To continue on the theme of last class, I think there’s an underlying connection between the mp3 and so-called Big Data, and the technological tracks they occupy. The mp3 and similar digital container technologies have been rendered largely obsolete, at least in the sense of ownership, by streaming; Big Data techniques have ushered in a clustering paradigm, both as the sought-after piece of analytical knowledge and as the natural application of that analysis, a consequence of the ubiquity of data.

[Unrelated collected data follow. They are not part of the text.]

PR #682, opened 2025-02-25
Added a logging system with file output for "Makefile"

iZePlayzYT:
Similar to #679 i added a logging system for the Makefile Output


Isaac0-dev:
often people won't want a compulsory build log, when you can just do `make > output.log`

PR #689, opened 2025-03-04
Build docker image

cyberplant:


cyberplant:
Heh, sorry for the noise, I was doing local tests and just realized I opened the PR on upstream! 😂 🤦 

I'll come back here but after I have something working.

PR #690, opened 2025-03-07
Add HOOK_ALLOW_FALL_DAMAGE

ManIsCat2:


Blockyyy:
wait so why do we need this?

ManIsCat2:
> wait so why do we need this?

if you wanna use m.peakHeight while removing fall damage you can use this

EmilyEmmi:
I feel like a gLevelValues flag or something similar would be better. Don't really see the point of a hook?

Isaac0-dev:
you can already do this by having another variable to keep track of mario's peak height, I don't think this is necessary.
Is there something else this allows for that you can't already do?

ManIsCat2:
> you can already do this by having another variable to keep track of mario's peak height, I don't think this is necessary. Is there something else this allows for that you can't already do?

nope, that was basically it

PR #697, opened 2025-03-10
Allow Yoshi to do a flutter jump after doing a back flip or a side flip

Brob2nd:
By the way, please, if merging, do it after updating to Extra Characters version 8.1 on this branch


Brob2nd:
ok this can be merged now that extra characters got updated here

Isaac0-dev:
apparently this is not supposed to be part of the moveset by design, please discuss this with the other folks before re-opening if you think it should be in

PR #704, opened 2025-03-14
Properly fix lua interaction flags

Sunketchupm:
Reverts a change Isaac did a little while ago and fixes the source of the issue


AgentXLP:
Yeah idk what that was supposed to achieve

How do we interact with streaming media? I think an instructive archetype is the Spotify playlist. No one’s playlist has songs that someone else couldn’t put in their own playlist, so the inherent meaning or value derives from the space/genre/cluster defined by the playlist’s songs. In this zero-sum game, now that the ownership of music means little, the taste or preference or subculture-membership of the playlist creator takes on meaning (this meaning has always been present to some degree, but I think it can be argued that the meaning implied by music object ownership has traditionally suppressed it).

How does Big Data analysis proceed? Broadly, by identifying meaning that isn’t explained by any single observed variable.

In both technological tracks we could pick out a similar shift—when our pool of data (media content, data in the scientific sense) reaches such a level of omnipresence that everyone pretty much has access to the same set, we try to determine the latent space that remains now that the noise of our informational infrastructure has become peripheral and no longer creates space of its own (although this space will surely have lasting implications), and then we try to settle into it.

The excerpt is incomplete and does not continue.